ID1 TEXT PK, -- the unique ID of tester 1
ID2 TEXT PK, -- the unique ID of tester 2
ishidden INTEGER PK, -- 0 if segments are available, 1 if segment details are hidden
pctshared REAL, -- the percent shared dna
cMtotal REAL -- the calculated or supplied centiMorgan value
nsegs INTEGER -- the number of shared segments
hasSegs INTEGER -- boolean: 1 if we have stored matching segment data; 0 otherwise
lastUpdated TEXT -- value auto-updated by trigger when any part of record is updated - used to decide on saving
largestSeg REAL -- the size in cM of the largest shared segment between these two testers.
predictedRelOld TEXT -- the original "predicted relationship" 23 and me suggests between these two
predictedRel TEXT -- the "predicted relationship" 23 and me suggests (algorithm updated early 2025 and slowly rolled out).
ibdsegs, ibdsegsFull
Data for one shared segment of DNA between two testers. There is one record for each segment reported by 23andMe . 23andMe reports "any" and "full-match" segments separately where I use "any" to mean at least half-IBD match. Where a particular segment is reported as a "full-IBD" match, such as between siblings, there will also be a separate entry in the "any" category that covers the same range as the full segment (and is often larger). There is no plan to use the full-ibd information, but at least keeping track of them separately can avoid conflicts in primary keys and will reduce redundant information in GDAT.
ID1 and ID2 are always saved in alphabetical order to make later search easier.
ID1 TEXT PK, -- the unique ID of tester 1
ID2 TEXT PK, -- the unique ID of tester 2
chromosome INTEGER, -- chromosome number, or 23 for X
start INTEGER, -- the MBase address of the start of the shared segment region
end INTEGER, -- the MBase address of the end of the shared segment region
cM REAL -- the calculated or supplied centiMorgan value
snps INTEGER -- the number of SNPs in this shared segment
ICWsets
A set of 3-way in-common matches. There is no real distinction between id2 and id3, so they are inserted in alphabetical order to make later search easier (sometimes).
to be decided: how to handle if more than one is a profile person? at the moment two separate entries should exist for p1-p2-rel and p2-p1-rel
IDprofile TEXT, -- the ID of the profile person
ID2 TEXT, -- the ID of the first relative
ID3 TEXT, -- the ID of the 3rd tester
chromosome INTEGER -- one of the following: a chromosome on which the 3-way overlap (quasi-triangulation) occurs
-- 0 - there is known to be no overlap
-- -1 - we don't know (from the days we could see DNA segs),
-- -2 - at least one tester has hidden dna
start INTEGER, -- the MBase address of the start of the mutual overlap region (or zero)
end INTEGER -- the MBase address of the end of the mutual overlap region (or zero)
This table records all the 3-way ICW values reported by 23 and Me, and whether there is actually any overlapping match for all 3 testers. We have to allow for the possibility of multiple records for one set of 3 people, especially when two may be closely related.
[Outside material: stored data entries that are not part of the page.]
Issue #1892, opened 2026-08-04
agents models: Claude id-scan can list bare legacy ids (e.g. claude-opus-4) that 404 if used directly


muqsitnawaz:
**Type:** follow-up / cosmetic (does not affect model-tier resolution).

The Claude catalog id-scan fallback added in #1883 (`apps/cli/src/lib/models.ts`, the `idRe` scan used when the structured extractor yields < 2 models, e.g. `claude@2.1.219`) has no word-boundary anchor, so it captures bare family-major prefixes that appear inside the binary's own minified-JS `.includes("claude-opus-4")` / `.includes("claude-haiku-4")` gating checks — which are internal prefix tests, not submittable model ids.

**Effect:** `agents models claude@2.1.219` (and its `--json`) lists standalone `claude-opus-4`, `claude-haiku-4`, `claude-sonnet-4` alongside the real dated/versioned ids. A user could `--model claude-opus-4` and get a 404 from the API.

**Not affected:** cost-tier resolution — the `newer()` family-collapse still correctly prefers the fuller/dated ids for each tier, so no tier ever resolves to a bare-major id.

**Suggested fix:** when a scanned id is a bare `claude-<family>-<major>` and a more-specific sibling (`...-<major>-<minor>` or a dated form) is present in the same scan, drop the bare one — while keeping a genuinely bare current id like `claude-sonnet-5` that has no more-specific sibling. Care needed not to drop valid bare current-majors that only have `-fast` variants.

Found during independent review of #1883.

PR #1940, opened 2026-08-05
chore(release): 1.22.5

muqsitnawaz:
## 1.22.5

- **`agents events` can now filter by `--session <id>` and `--bundle <name>` — trace which agent/session triggered a secret access.** Every event already carries the provenance `sessionId`, and secrets events carry the `bundle` in their payload, but neither was queryable: you could see *that* the `share` bundle was read, not *which session* read it. `--session` (wired to the engine's existing `sessionId` filter) and `--bundle` (a new payload filter across both the operational log and the activity stream) close that gap. `agents events --module secrets --bundle share --session <id>` answers "which agent read the share bundle" — the attribution the Touch ID storm investigation needed, since the macOS biometric sheet itself emits no event. Source: `apps/cli/src/lib/event-stream.ts`, `apps/cli/src/commands/events.ts`, `apps/cli/docs/06-observability.md`.

- **`agents add grok@latest` no longer lets a second grok account silently displace a first account's install.** Grok's version directories are keyed by upstream release number alone, not by account — so two different grok accounts that both self-update to the same identical release ("latest") were landing on the SAME on-disk `versions/grok/<version>/` directory. The second account's credentials would overwrite the first's in that shared directory, even though `agents view grok` still listed both accounts as separately installed. `installVersion` now detects this before finalizing the install: if the target version's home already has a signed-in account whose identity differs from the account driving the current update, it refuses with a clear error instead of silently corrupting the first account's install. Source: `apps/cli/src/lib/versions.ts`.

- **The stray "Agents CLI needs to authenticate to continue" Touch ID sheet now heals itself.** An old keychain helper (before the metadata/hmackey no-ACL migration fix) could re-stamp the internal HMAC-key item (`agents-cli.hmackey`) with a biometry ACL. That item is read *before every hashed keychain lookup*, so a damaged copy popped a generic, context-less Touch ID sheet on nearly any command that touched secrets — `agents devices list`, a background agent, a session hook — at seemingly random times. The migration fix stopped the re-stamping but never un-stamped an already-damaged item, and once hashed naming is active nothing re-stored it, so it prompted forever. Now, on the first read where hashing is active, an un-healed HMAC-key record is re-stored no-ACL exactly once (`healHmacKeyNoAclOnce`, gated by a `healedNoAcl` flag so it never churns the keychain afterward) — one last prompt on the read that heals it, then silent. Existing damaged machines can also fix it immediately with `agents secrets rekey`. Source: `apps/cli/src/lib/secrets/index.ts`.

- **`agents inspect` and `view --json` now report isolation honestly.** Found by diffing
  every command's output between an isolated-only and a normal install. `inspect` printed
  the bare-shim path unconditionally, so an isolated copy — which deliberately has no
  shim, that being the guarantee — was shown sitting on the user's PATH; it now reports
  `(none — isolated installs stay off PATH)` and `shim: null` in JSON. `inspect` also
  showed only `default: false` for an isolated copy, hiding that it *was* the selected
  one; it now carries `isolated` and `isolatedDefault`, and the header reads
  `[isolated default]`. `view --json` had no isolation signal at all, so tooling could not
  distinguish a sandboxed copy from one that owns the launcher and real config — its
  version entries gain `isolated` and `isIsolatedDefault`. Source:
  `apps/cli/src/commands/inspect.ts`, `apps/cli/src/commands/view.ts`.

- **`agents models` is now a scannable tier menu, and you can override a tier with a command.** The tier map (`cheap|default|best|ultra` → model + `~$/Mtok`) prints for every installed harness by default; the raw model list moved behind `--all`. When the auto-guess is wrong (subscription harnesses with no price signal), pin the right model without hand-editing YAML: `agents models tier set <agent[@version]> <tier> <model>` (e.g. `agents models tier set kimi best kimi-code/k3`), `tier clear`, `tier list`. Overrides live under `model.tiers` in `agents.yaml` (same selector shape as `run.defaults`) and resolve most-specific-first — `<agent>:<version>` → `<agent>:*` → auto; an overridden id a version doesn't ship falls back to auto, and `agents models` marks a pinned tier `[override]`. Ships a curated Kimi ladder (`k2.7-highspeed` < `k2.7-coding` < `k3`) so it's right by default. Also fixes two extraction bugs: bumps the model-catalog cache schema so a freshly-upgraded box re-extracts instead of serving a stale "No models extracted" for 24h, and stops the id-scan from listing bare legacy ids like `claude-opus-4` (#1892). Source: `apps/cli/src/lib/model-tier-overrides.ts`, `apps/cli/src/lib/model-tiers.ts`, `apps/cli/src/commands/models.ts`, `apps/cli/src/lib/models.ts`, `apps/cli/docs/model-tiers.md`.

- **`agents run --secrets <bundle>` never raises a Touch ID sheet on launch — even with a tty (a second storm source).** The `--secrets` injection read gated on `isHeadlessSecretsContext()`, which is FALSE for an interactive run — so an `agents run … --interactive` launch (the watchdog fires `agents run auto --interactive` every ~2 min via routine + menu-bar tick) could pop Touch ID for a keychain `hold` bundle, piling up helper sheets. An agent launch must never prompt regardless of tty (SEC-13): the read is now always `agentOnly` — it resolves from the broker (or a no-ACL bundle) and otherwise fails fast naming `agents secrets unlock <bundle>`, matching the behavior the code's own comment already described. Unchanged: the explicit `agents share` / `agents share setup` commands (`readWriteTokenFromBundle`, `readCloudflareCreds`) still honor the interactive/headless gate — those are user-initiated, not agent launches. Source: `apps/cli/src/commands/exec.ts`.


muqsitnawaz:
Closing: this release was started interactively and read the apple.com/npmjs signing bundles, popping Touch ID on the interactive machine and blocking the user. Aborted per user. The Touch ID fix (#1938) is already merged — no release is required right now. Any future release must run via headless-sign-context (or 'agents secrets unlock' first), never bare in an interactive session.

Consequently, we leave ROWID as the primary key and impose no uniqueness constraints (otherwise it would have to be p1, id2, id3, chromosome, start)
Now that all DNA is hidden, I don't think the distinction between chromosome -2 and -1 is clear-cut.
ICWSegXref
ICWset_row INTEGER -- a ROWID value in the ICWsets table
segment_row INTEGER -- a ROWID value in the ibdsegs table
This is a cross-reference table identifying all matching segment pairs in a 3-way ICW
settings
A copy of the settings normally kept in local storage.
DBversion
just a version number in case we ever need to modify the schema.